• EXERCISE BRIEF:
Each entry needs to be given again, character for character.
*** Opening MATERIAL SHOWN ***
PR #2381, opened 2023-10-06
Feat(schema): add method to check if column exists

GeorgeSittas:
Thought something like this might be an improvement to the API

### DIFF
--- a/sqlglot/schema.py
+++ b/sqlglot/schema.py
@@ -88,6 +88,27 @@ class Schema(abc.ABC):
             The resulting column type.
         """
 
+    def has_column(
+        self,
+        table: exp.Table | str,
+        column: exp.Column,
+        dialect: DialectType = None,
+        normalize: t.Optional[bool] = None,
+    ) -> bool:
+        """
+        Returns whether or not `column` appears in `table`'s schema.
+
+        Args:
+            table: the source table.
+            column: the target column.
+            dialect: the SQL dialect that will be used to parse `table` if it's a string.
+            normalize: whether to normalize identifiers according to the dialect of interest.
+
+        Returns:
+            True if the column appears in the schema, False otherwise.
+        """
+        return column.name in self.column_names(table, dialect=dialect, normalize=normalize)
+
     @property
     @abc.abstractmethod
     def supported_table_args(self) -> t.Tuple[str, ...]:
--- a/sqlglot/schema.py
+++ b/sqlglot/schema.py
@@ -308,6 +308,22 @@ class MappingSchema(AbstractMappingSchema[t.Dict[str, str]], Schema):
 
         return exp.DataType.build("unknown")
 
+    def has_column(
+        self,
+        table: exp.Table | str,
+        column: exp.Column,
+        dialect: DialectType = None,
+        normalize: t.Optional[bool] = None,
+    ) -> bool:
+        normalized_table = self._normalize_table(table, dialect=dialect, normalize=normalize)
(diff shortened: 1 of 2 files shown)


barakalon (commented):
I'm assuming this is intended to be used somewhere in sqlmesh?

If this is intended to be used anywhere within the optimizer, it needs to be on the abstract `Schema` class.

sqlglot/schema.py
```diff
@@ -308,6 +308,22 @@ def get_column_type(
 
         return exp.DataType.build("unknown")
 
+    def has_column(
```
tobymao, line 311: why don't you define __contains__ instead?

tobymao: you'd have to pass in an ast node or parse it

GeorgeSittas: chatted in Slack - this doesn't seem as flexible because the schema kicks off normalization automatically and so the burden of normalizing a table / column would be transferred to the user

barakalon:
I guess we can't just do `"y" in s.column_names("x")` because of normalization?

And still, if you think this will be a useful utility, we probably want it on the Schema interface. Unless you enforce a MappingSchema is used in sqlmesh?

GeorgeSittas:
> I guess we can't just do "y" in s.column_names("x") because of normalization?

I think so, because the schema may or may not contain normalized names (not necessarily related to internal schema `normalize` attribute), which is why I started off with this interface instead of `__contains__`, i.e. to allow for extra flexibility.

> And still, if you think this will be a useful utility, we probably want it on the Schema interface. Unless you enforce a MappingSchema is used in sqlmesh?

Happy to add this to the `Schema` interface, it seems like a general-purpose schema utility anyway. The only reason I didn't do it from the start was to avoid breaking custom schema implementations in client code, since no one's currently using this interface anyway.

barakalon:
Maybe we should ditch ABC in favor of regular ol' `raise NotImplementedError`. Or perhaps we can just add a simple, default implementation that doesn't normalize and uses `column_names`.

sqlglot/schema.py
```diff
@@ -308,6 +308,22 @@ def get_column_type(
...
+        self,
+        table: exp.Table | str,
```
tobymao, line 313: what if there's a catalog and db?

GeorgeSittas: they will be included in the AST node for the table - either the supplied one or the one that will be parsed from the `str` value

tobymao (approved):

tobymao:
what about @barakalon comment on schema vs mapping schema?

GeorgeSittas:
> what about @barakalon comment on schema vs mapping schema?

Just added a simple implementation in the base class here https://github.com/tobymao/sqlglot/pull/2381/commits/c92017cb7d73bcb979ad5d5c05898496e73e9032, @barakalon is this what you had in mind?

sqlglot/schema.py
```diff
@@ -71,7 +71,7 @@ def column_names(
     def get_column_type(
         self,
         table: exp.Table | str,
-        column: exp.Column,
+        column: exp.Column | str,
```
GeorgeSittas, line 74: The previous type hint was more restrictive than needed, we already supported strings in the implementation, e.g. as shown in this test: https://github.com/tobymao/sqlglot/blob/main/tests/test_schema.py#L167

barakalon (approved):
perfect :+1:

PR #2383, opened 2023-10-07
Feat(optimizer): simplify CONCAT_WS

GeorgeSittas:
This PR:

- Fixes a typo in the optimizer (~which is a breaking change, I guess~): compliments -> complements 😄 
- Improves `simplify_concat` by extending it to also handle `CONCAT_WS`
*** Closing MATERIAL SHOWN ***
• ANSWER SPACE:
PR #2381, opened 2023-10-06
Feat(schema): add method to check if column exists

GeorgeSittas:
Thought something like this might be an improvement to the API

### DIFF
--- a/sqlglot/schema.py
+++ b/sqlglot/schema.py
@@ -88,6 +88,27 @@ class Schema(abc.ABC):
             The resulting column type.
         """
 
+    def has_column(
+        self,
+        table: exp.Table | str,
+        column: exp.Column,
+        dialect: DialectType = None,
+        normalize: t.Optional[bool] = None,
+    ) -> bool:
+        """
+        Returns whether or not `column` appears in `table`'s schema.
+
+        Args:
+            table: the source table.
+            column: the target column.
+            dialect: the SQL dialect that will be used to parse `table` if it's a string.
+            normalize: whether to normalize identifiers according to the dialect of interest.
+
+        Returns:
+            True if the column appears in the schema, False otherwise.
+        """
+        return column.name in self.column_names(table, dialect=dialect, normalize=normalize)
+
     @property
     @abc.abstractmethod
     def supported_table_args(self) -> t.Tuple[str, ...]:
--- a/sqlglot/schema.py
+++ b/sqlglot/schema.py
@@ -308,6 +308,22 @@ class MappingSchema(AbstractMappingSchema[t.Dict[str, str]], Schema):
 
         return exp.DataType.build("unknown")
 
+    def has_column(
+        self,
+        table: exp.Table | str,
+        column: exp.Column,
+        dialect: DialectType = None,
+        normalize: t.Optional[bool] = None,
+    ) -> bool:
+        normalized_table = self._normalize_table(table, dialect=dialect, normalize=normalize)
(diff shortened: 1 of 2 files shown)


barakalon (commented):
I'm assuming this is intended to be used somewhere in sqlmesh?

If this is intended to be used anywhere within the optimizer, it needs to be on the abstract `Schema` class.

sqlglot/schema.py
```diff
@@ -308,6 +308,22 @@ def get_column_type(
 
         return exp.DataType.build("unknown")
 
+    def has_column(
```
tobymao, line 311: why don't you define __contains__ instead?

tobymao: you'd have to pass in an ast node or parse it

GeorgeSittas: chatted in Slack - this doesn't seem as flexible because the schema kicks off normalization automatically and so the burden of normalizing a table / column would be transferred to the user

barakalon:
I guess we can't just do `"y" in s.column_names("x")` because of normalization?

And still, if you think this will be a useful utility, we probably want it on the Schema interface. Unless you enforce a MappingSchema is used in sqlmesh?

GeorgeSittas:
> I guess we can't just do "y" in s.column_names("x") because of normalization?

I think so, because the schema may or may not contain normalized names (not necessarily related to internal schema `normalize` attribute), which is why I started off with this interface instead of `__contains__`, i.e. to allow for extra flexibility.

> And still, if you think this will be a useful utility, we probably want it on the Schema interface. Unless you enforce a MappingSchema is used in sqlmesh?

Happy to add this to the `Schema` interface, it seems like a general-purpose schema utility anyway. The only reason I didn't do it from the start was to avoid breaking custom schema implementations in client code, since no one's currently using this interface anyway.

barakalon:
Maybe we should ditch ABC in favor of regular ol' `raise NotImplementedError`. Or perhaps we can just add a simple, default implementation that doesn't normalize and uses `column_names`.

sqlglot/schema.py
```diff
@@ -308,6 +308,22 @@ def get_column_type(
...
+        self,
+        table: exp.Table | str,
```
tobymao, line 313: what if there's a catalog and db?

GeorgeSittas: they will be included in the AST node for the table - either the supplied one or the one that will be parsed from the `str` value

tobymao (approved):

tobymao:
what about @barakalon comment on schema vs mapping schema?

GeorgeSittas:
> what about @barakalon comment on schema vs mapping schema?

Just added a simple implementation in the base class here https://github.com/tobymao/sqlglot/pull/2381/commits/c92017cb7d73bcb979ad5d5c05898496e73e9032, @barakalon is this what you had in mind?

sqlglot/schema.py
```diff
@@ -71,7 +71,7 @@ def column_names(
     def get_column_type(
         self,
         table: exp.Table | str,
-        column: exp.Column,
+        column: exp.Column | str,
```
GeorgeSittas, line 74: The previous type hint was more restrictive than needed, we already supported strings in the implementation, e.g. as shown in this test: https://github.com/tobymao/sqlglot/blob/main/tests/test_schema.py#L167

barakalon (approved):
perfect :+1:

PR #2383, opened 2023-10-07
Feat(optimizer): simplify CONCAT_WS

GeorgeSittas:
This PR:

- Fixes a typo in the optimizer (~which is a breaking change, I guess~): compliments -> complements 😄 
- Improves `simplify_concat` by extending it to also handle `CONCAT_WS`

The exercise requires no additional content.